ACTION ITEM. Could you copy every line of the data that contains the word "didn"?

(Stored data)
Content starts
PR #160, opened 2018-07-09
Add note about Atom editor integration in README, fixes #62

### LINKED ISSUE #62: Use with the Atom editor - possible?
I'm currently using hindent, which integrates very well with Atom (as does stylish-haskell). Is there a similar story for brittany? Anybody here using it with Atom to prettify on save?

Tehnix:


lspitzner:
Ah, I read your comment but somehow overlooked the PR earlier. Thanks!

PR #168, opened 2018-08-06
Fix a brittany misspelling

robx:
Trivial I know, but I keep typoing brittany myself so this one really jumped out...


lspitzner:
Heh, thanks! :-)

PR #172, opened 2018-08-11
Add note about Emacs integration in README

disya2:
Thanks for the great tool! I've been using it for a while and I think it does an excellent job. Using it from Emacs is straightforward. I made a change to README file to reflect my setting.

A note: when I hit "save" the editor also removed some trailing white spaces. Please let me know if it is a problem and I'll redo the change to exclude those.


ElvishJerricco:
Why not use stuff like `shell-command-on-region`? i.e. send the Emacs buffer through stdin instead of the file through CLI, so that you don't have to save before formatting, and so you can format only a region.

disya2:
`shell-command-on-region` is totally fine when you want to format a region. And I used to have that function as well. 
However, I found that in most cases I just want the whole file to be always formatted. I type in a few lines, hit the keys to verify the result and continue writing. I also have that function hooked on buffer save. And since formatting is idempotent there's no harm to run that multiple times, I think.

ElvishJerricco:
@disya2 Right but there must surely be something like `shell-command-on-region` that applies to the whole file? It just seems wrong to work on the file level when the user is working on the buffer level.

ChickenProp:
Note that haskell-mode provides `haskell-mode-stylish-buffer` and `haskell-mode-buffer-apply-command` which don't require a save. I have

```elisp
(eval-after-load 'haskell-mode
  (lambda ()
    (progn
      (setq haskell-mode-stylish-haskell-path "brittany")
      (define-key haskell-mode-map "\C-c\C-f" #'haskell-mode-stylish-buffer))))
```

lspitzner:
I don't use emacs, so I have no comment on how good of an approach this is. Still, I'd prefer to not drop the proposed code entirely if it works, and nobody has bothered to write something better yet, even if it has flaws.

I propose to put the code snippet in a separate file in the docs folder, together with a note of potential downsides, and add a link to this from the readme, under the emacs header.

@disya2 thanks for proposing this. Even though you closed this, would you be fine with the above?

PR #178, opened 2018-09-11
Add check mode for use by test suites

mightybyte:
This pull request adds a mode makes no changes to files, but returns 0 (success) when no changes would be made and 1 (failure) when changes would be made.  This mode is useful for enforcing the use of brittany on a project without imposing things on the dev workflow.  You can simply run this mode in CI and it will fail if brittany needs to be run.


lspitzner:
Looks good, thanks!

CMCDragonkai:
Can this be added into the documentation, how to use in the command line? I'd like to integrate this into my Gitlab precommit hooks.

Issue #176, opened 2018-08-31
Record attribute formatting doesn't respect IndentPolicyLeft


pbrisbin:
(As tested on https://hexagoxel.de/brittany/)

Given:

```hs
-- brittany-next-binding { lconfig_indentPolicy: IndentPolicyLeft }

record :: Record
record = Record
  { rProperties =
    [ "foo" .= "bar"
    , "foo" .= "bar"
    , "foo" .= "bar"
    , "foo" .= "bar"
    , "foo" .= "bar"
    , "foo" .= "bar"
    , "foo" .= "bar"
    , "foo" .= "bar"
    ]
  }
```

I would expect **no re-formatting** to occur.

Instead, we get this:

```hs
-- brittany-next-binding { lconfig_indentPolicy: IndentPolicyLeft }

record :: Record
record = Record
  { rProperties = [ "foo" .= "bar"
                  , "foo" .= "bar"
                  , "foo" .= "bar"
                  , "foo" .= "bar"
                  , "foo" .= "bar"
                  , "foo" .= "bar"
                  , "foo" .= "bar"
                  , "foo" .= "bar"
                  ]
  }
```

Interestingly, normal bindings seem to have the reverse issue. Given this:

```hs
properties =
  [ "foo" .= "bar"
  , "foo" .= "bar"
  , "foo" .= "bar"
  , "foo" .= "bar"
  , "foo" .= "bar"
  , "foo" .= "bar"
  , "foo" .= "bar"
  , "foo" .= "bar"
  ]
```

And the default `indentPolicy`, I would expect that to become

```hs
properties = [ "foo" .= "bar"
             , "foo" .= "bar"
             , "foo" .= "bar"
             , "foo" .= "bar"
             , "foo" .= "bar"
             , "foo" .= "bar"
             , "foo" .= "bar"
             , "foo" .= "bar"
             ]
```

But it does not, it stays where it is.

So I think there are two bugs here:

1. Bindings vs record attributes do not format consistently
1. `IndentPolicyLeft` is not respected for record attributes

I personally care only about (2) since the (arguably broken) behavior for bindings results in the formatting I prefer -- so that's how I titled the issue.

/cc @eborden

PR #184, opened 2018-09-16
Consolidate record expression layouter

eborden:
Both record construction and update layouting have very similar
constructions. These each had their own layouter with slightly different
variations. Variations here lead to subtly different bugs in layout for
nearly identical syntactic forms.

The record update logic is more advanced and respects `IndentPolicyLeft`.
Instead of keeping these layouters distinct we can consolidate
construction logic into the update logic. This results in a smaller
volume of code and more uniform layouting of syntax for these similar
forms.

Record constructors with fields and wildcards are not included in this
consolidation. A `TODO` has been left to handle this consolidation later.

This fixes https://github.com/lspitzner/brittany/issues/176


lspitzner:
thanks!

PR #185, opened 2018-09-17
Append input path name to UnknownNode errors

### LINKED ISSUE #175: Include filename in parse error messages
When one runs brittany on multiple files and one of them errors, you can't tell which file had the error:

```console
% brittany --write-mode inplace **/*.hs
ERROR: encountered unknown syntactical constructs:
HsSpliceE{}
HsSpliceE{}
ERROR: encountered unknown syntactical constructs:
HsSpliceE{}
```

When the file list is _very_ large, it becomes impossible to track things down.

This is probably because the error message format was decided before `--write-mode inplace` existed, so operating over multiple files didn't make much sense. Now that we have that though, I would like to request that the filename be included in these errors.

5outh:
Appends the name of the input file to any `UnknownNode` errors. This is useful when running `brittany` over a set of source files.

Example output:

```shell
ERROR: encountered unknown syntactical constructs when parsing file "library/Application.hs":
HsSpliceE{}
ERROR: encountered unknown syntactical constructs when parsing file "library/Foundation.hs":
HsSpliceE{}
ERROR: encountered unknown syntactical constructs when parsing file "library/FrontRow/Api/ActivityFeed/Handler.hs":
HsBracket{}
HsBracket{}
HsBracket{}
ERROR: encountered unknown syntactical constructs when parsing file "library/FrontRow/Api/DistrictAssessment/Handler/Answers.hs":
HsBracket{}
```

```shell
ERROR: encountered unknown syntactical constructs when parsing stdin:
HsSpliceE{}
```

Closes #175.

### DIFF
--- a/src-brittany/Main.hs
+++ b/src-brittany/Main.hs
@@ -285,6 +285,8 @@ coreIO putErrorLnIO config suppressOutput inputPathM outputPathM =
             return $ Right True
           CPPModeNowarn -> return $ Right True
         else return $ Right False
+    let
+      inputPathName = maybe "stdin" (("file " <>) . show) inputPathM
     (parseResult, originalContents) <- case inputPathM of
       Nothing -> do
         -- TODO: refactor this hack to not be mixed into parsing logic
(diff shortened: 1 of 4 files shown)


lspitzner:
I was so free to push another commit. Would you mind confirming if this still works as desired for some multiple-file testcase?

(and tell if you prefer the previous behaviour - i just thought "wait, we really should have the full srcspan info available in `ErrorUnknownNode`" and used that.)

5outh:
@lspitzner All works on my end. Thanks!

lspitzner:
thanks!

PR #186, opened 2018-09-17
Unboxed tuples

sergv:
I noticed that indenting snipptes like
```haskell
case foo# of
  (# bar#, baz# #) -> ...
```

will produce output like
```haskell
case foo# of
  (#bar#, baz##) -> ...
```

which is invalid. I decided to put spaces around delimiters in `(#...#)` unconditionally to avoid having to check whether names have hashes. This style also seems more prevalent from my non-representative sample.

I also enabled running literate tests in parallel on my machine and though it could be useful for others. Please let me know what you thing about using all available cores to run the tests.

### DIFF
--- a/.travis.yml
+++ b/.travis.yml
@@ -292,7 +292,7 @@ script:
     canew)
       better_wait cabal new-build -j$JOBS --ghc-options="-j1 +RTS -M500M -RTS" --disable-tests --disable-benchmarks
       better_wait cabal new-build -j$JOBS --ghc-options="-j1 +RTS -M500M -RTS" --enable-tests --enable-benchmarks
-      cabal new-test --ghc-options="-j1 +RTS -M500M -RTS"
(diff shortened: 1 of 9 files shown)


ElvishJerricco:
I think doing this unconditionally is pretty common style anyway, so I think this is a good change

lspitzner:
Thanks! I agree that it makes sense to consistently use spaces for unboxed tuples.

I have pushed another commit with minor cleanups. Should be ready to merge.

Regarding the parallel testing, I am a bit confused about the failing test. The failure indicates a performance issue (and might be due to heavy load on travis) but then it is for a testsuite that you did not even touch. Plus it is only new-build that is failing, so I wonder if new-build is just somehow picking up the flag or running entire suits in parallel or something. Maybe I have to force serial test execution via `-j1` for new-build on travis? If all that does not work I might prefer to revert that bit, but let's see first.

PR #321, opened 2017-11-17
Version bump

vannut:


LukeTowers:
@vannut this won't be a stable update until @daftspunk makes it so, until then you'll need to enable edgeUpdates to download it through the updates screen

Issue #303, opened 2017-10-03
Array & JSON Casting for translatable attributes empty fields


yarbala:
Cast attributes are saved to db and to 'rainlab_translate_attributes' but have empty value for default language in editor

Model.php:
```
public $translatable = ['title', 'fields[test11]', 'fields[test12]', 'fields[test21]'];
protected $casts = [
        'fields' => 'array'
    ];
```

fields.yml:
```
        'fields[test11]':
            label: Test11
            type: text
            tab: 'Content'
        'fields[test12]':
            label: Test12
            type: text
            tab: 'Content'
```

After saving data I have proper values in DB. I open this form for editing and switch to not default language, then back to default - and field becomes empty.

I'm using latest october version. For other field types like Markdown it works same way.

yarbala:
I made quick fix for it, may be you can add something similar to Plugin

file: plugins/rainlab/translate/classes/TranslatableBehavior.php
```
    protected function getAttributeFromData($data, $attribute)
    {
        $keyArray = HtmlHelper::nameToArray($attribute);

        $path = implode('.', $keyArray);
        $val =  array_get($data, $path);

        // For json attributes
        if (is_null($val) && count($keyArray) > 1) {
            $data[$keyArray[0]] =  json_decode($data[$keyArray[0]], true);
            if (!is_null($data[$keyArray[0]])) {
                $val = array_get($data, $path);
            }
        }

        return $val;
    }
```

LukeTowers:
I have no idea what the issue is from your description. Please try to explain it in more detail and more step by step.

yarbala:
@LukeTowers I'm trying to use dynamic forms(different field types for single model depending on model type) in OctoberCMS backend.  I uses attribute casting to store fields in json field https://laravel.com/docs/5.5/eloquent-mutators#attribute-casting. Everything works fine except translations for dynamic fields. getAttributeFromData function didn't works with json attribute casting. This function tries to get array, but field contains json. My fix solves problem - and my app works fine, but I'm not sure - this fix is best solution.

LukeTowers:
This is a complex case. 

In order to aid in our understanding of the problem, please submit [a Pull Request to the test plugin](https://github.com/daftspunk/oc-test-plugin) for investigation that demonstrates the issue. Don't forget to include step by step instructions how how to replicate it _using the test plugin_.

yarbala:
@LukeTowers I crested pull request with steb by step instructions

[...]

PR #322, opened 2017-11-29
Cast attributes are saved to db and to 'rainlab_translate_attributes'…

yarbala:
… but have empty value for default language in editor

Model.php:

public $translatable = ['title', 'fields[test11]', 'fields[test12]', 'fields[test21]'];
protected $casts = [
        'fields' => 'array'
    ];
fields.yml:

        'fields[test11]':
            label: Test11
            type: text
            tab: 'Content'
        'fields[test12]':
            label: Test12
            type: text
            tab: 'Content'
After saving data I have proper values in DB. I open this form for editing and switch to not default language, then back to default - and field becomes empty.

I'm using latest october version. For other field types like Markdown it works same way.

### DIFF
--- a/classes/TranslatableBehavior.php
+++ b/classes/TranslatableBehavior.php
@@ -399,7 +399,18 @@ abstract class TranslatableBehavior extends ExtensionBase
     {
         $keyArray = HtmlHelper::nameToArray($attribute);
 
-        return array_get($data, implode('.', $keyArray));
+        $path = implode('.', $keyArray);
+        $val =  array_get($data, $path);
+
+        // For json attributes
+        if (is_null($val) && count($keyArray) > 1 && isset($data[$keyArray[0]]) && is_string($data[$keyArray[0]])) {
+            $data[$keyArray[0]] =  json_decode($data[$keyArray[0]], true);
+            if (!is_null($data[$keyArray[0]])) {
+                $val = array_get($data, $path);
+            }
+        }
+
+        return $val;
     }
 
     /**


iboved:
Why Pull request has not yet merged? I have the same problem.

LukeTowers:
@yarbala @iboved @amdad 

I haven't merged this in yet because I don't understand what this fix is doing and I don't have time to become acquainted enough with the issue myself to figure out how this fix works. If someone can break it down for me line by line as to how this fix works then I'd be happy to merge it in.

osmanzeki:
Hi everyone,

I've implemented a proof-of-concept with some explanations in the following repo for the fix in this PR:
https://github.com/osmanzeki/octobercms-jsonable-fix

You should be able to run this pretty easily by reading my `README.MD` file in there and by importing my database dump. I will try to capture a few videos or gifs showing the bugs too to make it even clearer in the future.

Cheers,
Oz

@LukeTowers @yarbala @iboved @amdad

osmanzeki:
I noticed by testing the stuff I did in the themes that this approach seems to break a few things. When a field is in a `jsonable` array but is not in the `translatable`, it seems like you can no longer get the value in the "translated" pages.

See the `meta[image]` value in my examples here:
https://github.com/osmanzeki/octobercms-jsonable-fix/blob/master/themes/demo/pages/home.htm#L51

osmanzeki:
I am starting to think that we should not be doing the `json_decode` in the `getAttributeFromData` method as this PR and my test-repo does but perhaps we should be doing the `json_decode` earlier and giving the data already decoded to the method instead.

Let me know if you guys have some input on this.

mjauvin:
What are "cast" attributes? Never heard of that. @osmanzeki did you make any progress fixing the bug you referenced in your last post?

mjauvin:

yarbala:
Content ends
PROBLEM SOLUTION.
This is probably because the error message format was decided before `--write-mode inplace` existed, so operating over multiple files didn't make much sense. Now that we have that though, I would like to request that the filename be included in these errors.
@LukeTowers I'm trying to use dynamic forms(different field types for single model depending on model type) in OctoberCMS backend.  I uses attribute casting to store fields in json field https://laravel.com/docs/5.5/eloquent-mutators#attribute-casting. Everything works fine except translations for dynamic fields. getAttributeFromData function didn't works with json attribute casting. This function tries to get array, but field contains json. My fix solves problem - and my app works fine, but I'm not sure - this fix is best solution.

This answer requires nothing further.